■ **ACTIVITY**: Your output must match the records exactly, line for line.

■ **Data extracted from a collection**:
Content starts

PR #444, opened 2023-11-21
feat: add node engines to upgrade script

mkilpatrick:
Adds supported engines to package.json

```
"engines": {
    "node": "^18.0.0 || >=20.0.0"
  },
```

### DIFF
--- a/packages/pages/src/upgrade/pagesUpdater.ts
+++ b/packages/pages/src/upgrade/pagesUpdater.ts
@@ -119,16 +119,18 @@ const installDependencies = async (
 };
 
 // Function to update package.json engines
+const NODE_ENGINES = "^18.0.0 || >=20.0.0";
 const updatePackageEngines = (targetDirectory: string) => {
   const packageJsonPath = path.resolve(targetDirectory, "package.json");
 
   try {
     const packageJson = JSON.parse(fs.readFileSync(packageJsonPath, "utf-8"));
     let engines = packageJson.engines;
-    if (!engines) {
-      engines = { node: "" };
+    if (engines) {
+      engines.node = NODE_ENGINES;
+    } else {
+      engines = { node: NODE_ENGINES };
     }
-    engines.node = "^18.0.0 || >=20.0.0";
     packageJson.engines = engines;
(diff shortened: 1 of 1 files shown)


packages/pages/src/upgrade/pagesUpdater.ts
```diff
@@ -118,6 +118,25 @@ const installDependencies = async (
...
+const updatePackageEngines = (targetDirectory: string) => {
+  const packageJsonPath = path.resolve(targetDirectory, "package.json");
+
+  try {
+    const packageJson = JSON.parse(fs.readFileSync(packageJsonPath, "utf-8"));
+    let engines = packageJson.engines;
+    if (!engines) {
+      engines = { node: "" };
+    }
+    engines.node = "^18.0.0 || >=20.0.0";
```
jwartofsky-yext, line 131: Kind of strange that we support 18 and 20+, but not 19

mkilpatrick: We are support what Vite supports. Odd versions of Node are quick betas. Once the next even version is released the prior odd becomes deprecated, with the previous even being in LTS.

mkilpatrick: https://nodejs.org/en/about/previous-releases

packages/pages/src/upgrade/pagesUpdater.ts
```diff
@@ -118,6 +118,25 @@ const installDependencies = async (
...
 };
 
+// Function to update package.json engines
+const updatePackageEngines = (targetDirectory: string) => {
+  const packageJsonPath = path.resolve(targetDirectory, "package.json");
+
+  try {
+    const packageJson = JSON.parse(fs.readFileSync(packageJsonPath, "utf-8"));
+    let engines = packageJson.engines;
+    if (!engines) {
```
jwartofsky-yext, line 128: Could also use:

NODE_ENGINE = "^18.0.0 || >=20.0.0";
if (engines) {
  engines.node = NODE_ENGINE;
else {
  engines = { node: NODE_ENGINE}
}

jwartofsky-yext (approved):

jwartofsky-yext (approved):
lgtm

Content ends

■ **ANSWER TO THE EXERCISE**:
PR #444, opened 2023-11-21
feat: add node engines to upgrade script

mkilpatrick:
Adds supported engines to package.json

```
"engines": {
    "node": "^18.0.0 || >=20.0.0"
  },
```

### DIFF
--- a/packages/pages/src/upgrade/pagesUpdater.ts
+++ b/packages/pages/src/upgrade/pagesUpdater.ts
@@ -119,16 +119,18 @@ const installDependencies = async (
 };
 
 // Function to update package.json engines
+const NODE_ENGINES = "^18.0.0 || >=20.0.0";
 const updatePackageEngines = (targetDirectory: string) => {
   const packageJsonPath = path.resolve(targetDirectory, "package.json");
 
   try {
     const packageJson = JSON.parse(fs.readFileSync(packageJsonPath, "utf-8"));
     let engines = packageJson.engines;
-    if (!engines) {
-      engines = { node: "" };
+    if (engines) {
+      engines.node = NODE_ENGINES;
+    } else {
+      engines = { node: NODE_ENGINES };
     }
-    engines.node = "^18.0.0 || >=20.0.0";
     packageJson.engines = engines;
(diff shortened: 1 of 1 files shown)


packages/pages/src/upgrade/pagesUpdater.ts
```diff
@@ -118,6 +118,25 @@ const installDependencies = async (
...
+const updatePackageEngines = (targetDirectory: string) => {
+  const packageJsonPath = path.resolve(targetDirectory, "package.json");
+
+  try {
+    const packageJson = JSON.parse(fs.readFileSync(packageJsonPath, "utf-8"));
+    let engines = packageJson.engines;
+    if (!engines) {
+      engines = { node: "" };
+    }
+    engines.node = "^18.0.0 || >=20.0.0";
```
jwartofsky-yext, line 131: Kind of strange that we support 18 and 20+, but not 19

mkilpatrick: We are support what Vite supports. Odd versions of Node are quick betas. Once the next even version is released the prior odd becomes deprecated, with the previous even being in LTS.

mkilpatrick: https://nodejs.org/en/about/previous-releases

packages/pages/src/upgrade/pagesUpdater.ts
```diff
@@ -118,6 +118,25 @@ const installDependencies = async (
...
 };
 
+// Function to update package.json engines
+const updatePackageEngines = (targetDirectory: string) => {
+  const packageJsonPath = path.resolve(targetDirectory, "package.json");
+
+  try {
+    const packageJson = JSON.parse(fs.readFileSync(packageJsonPath, "utf-8"));
+    let engines = packageJson.engines;
+    if (!engines) {
```
jwartofsky-yext, line 128: Could also use:

NODE_ENGINE = "^18.0.0 || >=20.0.0";
if (engines) {
  engines.node = NODE_ENGINE;
else {
  engines = { node: NODE_ENGINE}
}

jwartofsky-yext (approved):

jwartofsky-yext (approved):
lgtm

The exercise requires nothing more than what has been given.